Department of Human and Animal Cell Lines, Leibniz-Institute DSMZ-German Collection of Microorganisms and Cell Cultures, 38124 Braunschweig, Germany.
Curr Oncol. 2021 May 10;28(3):1790-1794. doi: 10.3390/curroncol28030166.
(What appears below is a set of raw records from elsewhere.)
PR #25958, opened 2026-09-10
Routing to OsmAnd-shared, step 18: the native router behind an interface

alex-dev-neo:
Stacked on #25952, so the diff to read is the last commit.

There is **one** implementation of the routing itself — the C++ in OsmAnd-core-legacy — and **two** ways of reaching it:

| | how |
|---|---|
| android, jvm | JNI, `NativeLibrary` marshals java objects across |
| iOS | links the same C++ and calls `router->searchRoute(...)` directly |

Nothing shared can name either of them, so nothing shared can ask for a route. `NativeRouting` is that ask, in shared types only: run a route and get the segments back raw, ask whether a private road stands in the way, release the C++ session.

`NativeLibrary` implements it, and `RoutingContext.nativeLib` moves up onto `RoutingRequest` typed as the interface — so the dozen `ctx.nativeLib != null` checks in the planner do not change at all.

### What the interface deliberately does not carry

- **`loadRouteRegion`**, which fills the java planner's tile cache. That is the fallback's own machinery, not the route calculation, and only the JNI library serves it — `RoutingContext` casts for it in the one place it is used.
- **`runNativeSearchGpxRoute`**, which takes `GpxRouteApproximation` and the planner's `GpxPoint`. Neither is a shared type yet, so `GpxRouteApproximation` casts too.
- **the java planner**, which stays in `net.osmand.router` as the fallback for when there is no native library at all — the server, the tools, SAFE_MODE on android — and which nothing outside java calls.

### Two names that could not be kept

- `deleteNativeRoutingContext` is a **static native**, and JNI binds it by the name it is declared under. So the interface method is `releaseNativeRoutingContext` and the static keeps its name; renaming it would have broken native routing at runtime with nothing failing to build.
- `RoutingContext.deleteNativeRoutingContext()` now goes through the instance. `RoutePlannerFrontEnd` briefly nulls `nativeLib` around the base route, and this also runs from `finalize()`, so it checks for null first — the static call could not fail that way.

### The one thing left loaded, and where it gets unloaded

The interface says `RoutingRequest`, but `java_wrap.cpp` still resolves the request's fields on `net/osmand/router/RoutingContext`. So this implementation can only hand the core one of those. Binding them on `RoutingRequest` instead is a paired core-legacy change, and it belongs with **step 19**, where shared code first builds a request of its own. Until then `NativeLibrary` says so and throws, rather than letting the core read fields off the wrong class.

**No core-legacy change in this step** — the second in a row.

### Checks

459 routing tests in `OsmAnd-java` pass, the app compiles, `java-tools` compiles across all five modules **unchanged**, `OsmAnd-shared` passes on the jvm. On iOS the only failures are the six already failing on this branch's base (`GpxUtilitiesLoad`, `KGeoPointParserUtil`, `NetworkAPI`).

### DIFF
--- a/OsmAnd-java/src/main/java/net/osmand/NativeLibrary.java
+++ b/OsmAnd-java/src/main/java/net/osmand/NativeLibrary.java
@@ -36,6 +36,8 @@ import net.osmand.render.RenderingRulesStorage;
 import net.osmand.shared.routing.GeneralRouter;
 import net.osmand.router.GpxRouteApproximation;
 import net.osmand.shared.routing.HHRoutingConfig;
+import net.osmand.shared.routing.NativeRouting;
+import net.osmand.shared.routing.RoutingRequest;
 import net.osmand.router.HHRoutePlanner;
 import net.osmand.router.NativeTransportRoutingResult;
 import net.osmand.shared.routing.RouteCalculationProgress;
@@ -47,7 +49,7 @@ import net.osmand.router.TransportRoutingConfiguration;
 import net.osmand.util.Algorithms;
 import net.osmand.util.MapUtils;
 
-public class NativeLibrary {
+public class NativeLibrary implements NativeRouting {
 
 
 	public NativeLibrary() {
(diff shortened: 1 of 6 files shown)


alex-dev-neo:

PR #25959, opened 2026-09-10
Routing to OsmAnd-shared, step 19: a shared entry point for a native route

alex-dev-neo:
Stacked on #25958, so the diff to read is the last commit.

`NativeRouteCalculation` takes a `RoutingRequest` and a `NativeRouting` and gives back the segments. Nothing in it names a platform, so android, the jvm and iOS take the same path into the same C++ and get the same route.

What comes back is **raw**: the turns are still worked out afterwards, and that is still two implementations, one per platform. Removing that second one is step 20.

### What moved in

Three things that were inline in `RoutePlannerFrontEnd`:

- the progress reset and the straight line estimate the progress bar is drawn from;
- the normalisation of absent intermediates;
- the call itself.

`refreshProgressDistance` is shared with the java fallback, which calls it in the other branch, so there is one copy of that arithmetic now rather than one per planner.

### What could not

The **list of regions to search** is gathered from the reader map, which belongs to the java planner, so the caller passes it in. The core only needs it to match its own regions back to the java objects by file pointer and length — it opens the files itself.

Splicing the already driven part back onto a recalculated route stays behind too: it walks `BinaryRoutePlanner.RouteSegment`.

### The paired change, and what it unlocks

osmandapp/OsmAnd-core-legacy#362 reads the request's fields off `net/osmand/shared/routing/RoutingRequest` instead of the java subclass. That is what lets a request built by shared code be routed at all, and it is why `NativeLibrary` no longer refuses one — the guard added in #25958 is gone and the native declarations take a `RoutingRequest`.

### The native path is not covered by the tests here

Worth saying plainly. The routing tests fall back to the java planner when `core-legacy/binaries` is absent, which it is on this machine, so the **459 passing tests exercise the java side of this change and not the JNI side.**

What was checked instead:

- all twenty two bound field names and descriptors against the compiled `RoutingRequest` — 22 of 22;
- that each of the twenty one native methods in `NativeLibrary` still has a `Java_net_osmand_NativeLibrary_<name>` in `java_wrap.cpp`, with none of them overloaded, so widening a declared parameter type moved no symbol.

The app compiles, `java-tools` compiles unchanged, `OsmAnd-shared` passes on the jvm. On iOS the only failures are the six already failing on this branch's base.

### DIFF
--- a/OsmAnd-java/src/main/java/net/osmand/NativeLibrary.java
+++ b/OsmAnd-java/src/main/java/net/osmand/NativeLibrary.java
@@ -238,30 +238,14 @@ public class NativeLibrary implements NativeRouting {
 
 	@Override
 	public RouteSegmentResult[] runNativeRouting(RoutingRequest c, HHRoutingConfig hhRoutingConfig, RouteRegion[] regions, boolean basemap) {
-		RoutingContext ctx = asRoutingContext(c);
 		// if hhRoutingConfig == null - process old routing
 		if (hhRoutingConfig != null) {
 			setHHNativeFilterAndParameters(c);
 		}
 		final float CPP_NO_DIRECTION = -2 * (float) Math.PI;
-		return nativeRouting(ctx, hhRoutingConfig, c.config.initialDirection == null ?
+		return nativeRouting(c, hhRoutingConfig, c.config.initialDirection == null ?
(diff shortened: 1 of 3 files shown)


alex-dev-neo:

Chronic neutrophilic leukemia (CNL) is a rare myeloproliferative neoplasm that is genetically characterized by the absence of both the Philadelphia chromosome and BCR-ABL1 fusion gene and the high prevalence of mutations in the colony-stimulating factor 3 receptor (CSF3R). Additional disease-modifying mutations have been recognized in CNL samples, portraying a distinct mutational landscape. Despite the growing knowledge base on genomic aberrations, further progress could be gained from the availability of representative models of CNL. To address this gap, we screened a large panel of available leukemia cell lines, followed by a detailed mutational investigation with focus on the CNL-associated candidate driver genes. The sister cell lines CNLBC-1 and MOLM-20 were derived from a patient with CNL and carry CNL-typical molecular hallmarks, namely mutations in several genes, such as CSF3R, ASXL1, EZH2, NRAS, and SETBP1. The use of these validated and comprehensively characterized models will benefit the understanding of the pathobiology of CNL and help inform therapeutic strategies.
慢性中性粒细胞白血病(CNL)是一种罕见的骨髓增殖性肿瘤,其遗传特征为既不存在费城染色体和 BCR-ABL1 融合基因,又普遍存在集落刺激因子 3 受体(CSF3R)突变。在 CNL 样本中还发现了其他疾病修饰突变,描绘了一个独特的突变景观。尽管对基因组异常的了解不断增加,但如果有代表性的 CNL 模型,可能会取得进一步的进展。为了解决这一差距,我们筛选了大量现有的白血病细胞系,然后对 CNL 相关候选驱动基因进行了详细的突变研究。姐妹细胞系 CNLBC-1 和 MOLM-20 源自一名患有 CNL 的患者,携带 CNL 典型的分子特征,即多个基因(如 CSF3R、ASXL1、EZH2、NRAS 和 SETBP1)发生突变。使用这些经过验证和全面表征的模型将有助于理解 CNL 的病理生物学,并有助于为治疗策略提供信息。